Творчество немецкого художника Герхарда Рихтера. Идеи. Алхимия краски: цвет и фактура. От портрета и пейзажа к абстракции, страница 5

Однако Рихтер все же не называет себя фотографом, но всегда – художником именно в значении живописца, страстно увлеченного своим делом. Часто употребляя по отношению к себе слово «художник» в подчеркнуто узком значении, Рихтер тем самым обнаруживает свою глубокую связь с традиционной, «классической» культурой, ведя полемику со многими тенденциями современного искусства. В частности, неприятие Рихтера вызывал минимализм, который он называл «оловянным» искусством, имея в виду не только частое обращение художников к металлу как материалу для создания произведений, но и, по-видимому, тяготение минимализма к безупречной формальной чистоте, которая нередко оборачивалась абсолютным выхолащиванием и формы, и смысла. Обратная крайность, проявлявшаяся, например, в искусстве «Новых диких» с его подчас надрывной экспрессией, так же не вызывала сочувствия у Рихтера, всегда стремившегося, по его словам, найти некий «третий путь», середину между полюсами.
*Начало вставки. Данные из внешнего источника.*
PR #1119, opened 2018-01-15
Anagram: Improve Test Coverage

### LINKED ISSUE #1067: Anagram: Test simplification and/or removal
I think that the suite of tests in `Anagram` can be improved.

1. Some of the tests are already covered by other tests and can be removed.
2. Some tests are testing for too many things and can be simplified.

I've opened a PR in [exercism/java](https://github.com/exercism/java/pull/1164), please do take a look and see if what I'm doing makes sense :)

Zhiyuan-Amos:
Fixes #1067

### DIFF
--- a/exercises/anagram/canonical-data.json
+++ b/exercises/anagram/canonical-data.json
@@ -83,9 +83,9 @@
       "property": "anagrams",
       "input": {
         "subject": "corn",
-        "candidates": ["corn", "dark", "Corn", "rank", "CORN", "cron", "park"]
+        "candidates": ["corn", "Corn", "CORN"]
       },
-      "expected": ["cron"]
+      "expected": []
     },
     {
       "description": "does not detect non-anagrams with identical checksum",
--- a/exercises/anagram/canonical-data.json
+++ b/exercises/anagram/canonical-data.json
@@ -79,15 +79,6 @@
       "expected": ["gallery", "regally", "largely"]
     },
     {
-      "description": "does not detect identical words",
-      "property": "anagrams",
-      "input": {
-        "subject": "corn",
-        "candidates": ["corn", "Corn", "CORN"]
-      },
-      "expected": []
-    },
-    {
       "description": "does not detect non-anagrams with identical checksum",
       "property": "anagrams",
       "input": {
--- a/exercises/anagram/canonical-data.json
+++ b/exercises/anagram/canonical-data.json
@@ -1,6 +1,6 @@
 {
   "exercise": "anagram",
-  "version": "1.1.0",
+  "version": "1.2.0",
   "comments": [
     "The string argument cases possible matches are passed in as",
     "individual arguments rather than arrays. Languages can include",
--- a/exercises/anagram/canonical-data.json
+++ b/exercises/anagram/canonical-data.json
@@ -18,15 +18,6 @@
       "expected": []
     },
     {
-      "description": "detects simple anagram",
-      "property": "anagrams",
-      "input": {
-        "subject": "ant",
-        "candidates": ["tan", "stand", "at"]
-      },
-      "expected": ["tan"]
-    },
-    {
       "description": "detects two anagrams",
       "property": "anagrams",
       "input": {
--- a/exercises/anagram/canonical-data.json
+++ b/exercises/anagram/canonical-data.json
@@ -115,15 +115,6 @@
       "expected": ["Carthorse"]
     },
     {
-      "description": "does not detect a word as its own anagram",
-      "property": "anagrams",
-      "input": {
-        "subject": "banana",
-        "candidates": ["Banana"]
-      },
-      "expected": []
-    },
-    {
       "description": "does not detect a anagram if the original word is repeated",
       "property": "anagrams",
       "input": {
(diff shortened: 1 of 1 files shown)


Zhiyuan-Amos:
@rpottsoh & @coriolinus tagging both of you here since both of you reviewed my issue :)

exercises/anagram/canonical-data.json
```diff
@@ -131,6 +131,15 @@
         "candidates": ["Banana"]
       },
       "expected": []
+    },
+    {
+      "description": "detects mixed-case anagrams",
```
rpottsoh: This appears to be a repeat of `"detects anagrams case-insensitively"`

Zhiyuan-Amos: Oh yes you're right! That way, should I make the `"detects anagrams case-insensitively"` harder?

E.g.:
```
 {
   "description": "detects anagrams case-insensitively",
   "property": "anagrams",
   "input": {
     "subject": "OrChEsTrA",
     "candidates": ["cashregister", "CaRtHoRsE", "radishes"]
   },
   "expected": ["CaRtHoRsE"]
 }
```

rpottsoh: Why is that harder?  Still seems redundant.

Zhiyuan-Amos: It's harder in the sense that there's more mixed-case letters. For e.g.:

```
 {
   "description": "detects simple anagram",
   "property": "anagrams",
   "input": {
     "subject": "ant",
     "candidates": ["tan", "stand", "at"]
    },
    "expected": ["tan"]
 },

 {
   "description": "detects anagram",
   "property": "anagrams",
   "input": {
     "subject": "listen",
     "candidates": ["enlists", "google", "inlets", "banana"]
   },
   "expected": ["inlets"]
 },
```

Both tests that I mentioned above are actually testing for the same thing (lower-cased anagram matches). The length differentiates between the difficulty.

Or do you think it's unnecessary, and I should remove one of the test case above as well? :P

Zhiyuan-Amos:
@rpottsoh your call on whether we should remove test cases? As I mentioned [here](https://github.com/exercism/problem-specifications/issues/1067#issuecomment-356461870), it seems to me that having multiple test cases performing the same thing, yet having different descriptions, can be confusing for students doing these exercises.

A possible middle-ground: Duplicate tests have the same description. E.g.
```
{
  "description": "anagrams must use all letters exactly once (1)",
  "property": "anagrams",
  "input": {
    "subject": "tapper",
    "candidates": ["patter"]
  },
  "expected": []
}

{
  "description": "anagrams must use all letters exactly once (2)",
  "property": "anagrams",
  "input": {
    "subject": "galea",
    "candidates": ["eagle"]
  },
  "expected": []
}
```

This makes it clear to the students that these tests are testing for the same functionality.

exercises/anagram/canonical-data.json
rpottsoh: The more I think about this the less I know what to do.  I think at the very least `"detects mixed-case anagrams"` could be moved up to be with the other `orchestra` test cases.

@Insti, @petertseng or @ErikSchierboom do you have any thoughts on this?

Maybe nothing should be done, and just merge this PR as is?

petertseng:
I quote from https://github.com/exercism/docs/blob/master/language-tracks/exercises/anatomy/test-suites.md that a good individual test "introduces a single new requirement". For those who accept that documentation and its definitions, those tests that introduce zero new requirements are not good according to that documentation (which I'll refer to as Good in the rest of this comment, to avoid ambiguity). The file also talks about Good test suites, and it's probably reasonable to assume that a Good test suite is one that is comprised entirely of Good tests. It's also probably reasonable to assume that it is desirable for the canonical-data.json to be a Good test suite.

exercises/anagram/canonical-data.json
Zhiyuan-Amos: @rpottsoh following what's been mentioned [here](https://github.com/exercism/problem-specifications/pull/1119#issuecomment-357855859) I should: 
1. Have a new commit to remove the test with description `"detects simple anagram"`, 
1. Remove this test.

ErikSchierboom:
> [...] those tests that introduce zero new requirements are not good according to that documentation

I agree with this. If there is a test that does not introduce a new concept and just works if the previous test also works, I think that test should be removed.

Zhiyuan-Amos:
I've updated this PR and updated the commit messages to include the link: https://github.com/exercism/docs/blob/master/language-tracks/exercises/anatomy/test-suites.md

Concerning the version, I only updated it as the last commit.

rpottsoh:
@Zhiyuan-Amos thanks for making these changes.  I was hung up on the orchestra cases, and never considered the cases you ended up removing.  I think you have done a good job here and have improved this exercise, thanks!
@coriolinus, @petertseng, @ErikSchierboom, thanks guys for the help and weighing in on this. :+1: 

To Squash and merge or just merge?  I'm leaning towards just a merge commit.

ErikSchierboom:
I'm also leaning towards a merge commit, seeing how the commit messages are very descriptive.

ErikSchierboom:
Thanks @Zhiyuan-Amos!

Zhiyuan-Amos:
@ErikSchierboom @rpottsoh glad to be of help! ^^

Важно, что основой для выстраиваемой художником системы ценностей, которая определяла направление его творческих поисков, стало классическое искусство и, прежде всего, наследие Тициана, Вермеера, Фридриха. «Классическое – это то, что собирает меня воедино. Придает мне форму… Это то, что усмиряет хаос во мне… и позволяет существовать дальше…Оно необходимо для жизни»[25]. Размышляя о значении классического наследия для современного художника, Рихтер пишет в «Заметках»: «Традиционное, так называемое старое искусство в действительности современно… Существование произведений прошлых эпох, постоянное соприкосновение с ними побуждает нас создавать нечто иное, новое, при этом оно не должно быть лучше или хуже: от него требуется быть другим, поскольку «Изенгеймский алтарь» уже создан…Однако это не означает, что бессмысленно создавать нечто похожее на традиционное искусство. Важно, что, чем лучше мы знаем «старое» искусство, тем ответственнее по отношению к нему мы становимся, тем лучше способны создать равно что-то близкое ему и совсем не похожее на него»[26].

Одним из способов, позволившим художнику не только на практике обратиться к принципам классического искусства, индивидуально осмыслив их, но и провести, вместе с тем, глубокий анализ того, каким образом возможно и возможно ли вообще эффективное, актуальное взаимодействие с традицией в русле современного искусства, стало обращение Рихтера к традиционным живописным жанрам. Так, помимо портрета, важное место в творчестве мастера занимают пейзаж и натюрморт. Кроме того, особое значение имеет цикл «18 октября 1977», проблематизирующий жанр исторической картины.

Пробудившийся в конце 1960х годов интерес к пейзажу Рихтер объясняет, в частности, желанием транслировать более «универсальное содержание», чем то, с которым он сталкивался, работая с фотографиями из семейных альбомов, газет или рекламы, переводя их на холст. Нетрудно, при этом, заметить очевидные параллели между его пейзажами и произведениями Каспара Давида Фридриха, которые Рихтер не отрицает, равно как и присутствие сущностных различий между ними. «То, чего мне не хватает», – пишет художник, «это духовный фундамент, на котором были основаны произведения романтиков. Мы утратили чувство Божественного присутствия в Природе. Для нас все – пустое. Но их полотна по-прежнему говорят нам нечто важное, мы продолжаем любить их, нуждаться в них»[27]. И если пейзажи XIX века выражали нечто подлинное, цельное, проявлявшееся в еще не утраченной связи человека и вселенной, какой бы противоречивой порой эта связь ни была, то пейзажи Рихтера, по признанию мастера, обнажали совсем иное понимание бытия природы и человека. «Мои пейзажи не являются только лишь прекрасными картинами, воспроизводящими, как кажется, ностальгические образы «потерянного рая». Прежде всего, они «обманчивы», даже если мне не всегда удается точно выразить это. И под «обманчивостью», я подразумеваю ту восторженность, с которой мы смотрим на природу, в то время как она враждебна нам во всех ее формах, поскольку лишена смысла, лишена милосердия и сострадания. Природа не знает абсолютно ничего, в ней отсутствует сознание и дух, – а все это совершенно противоположно нашей сущности, это анти-человечно»[28].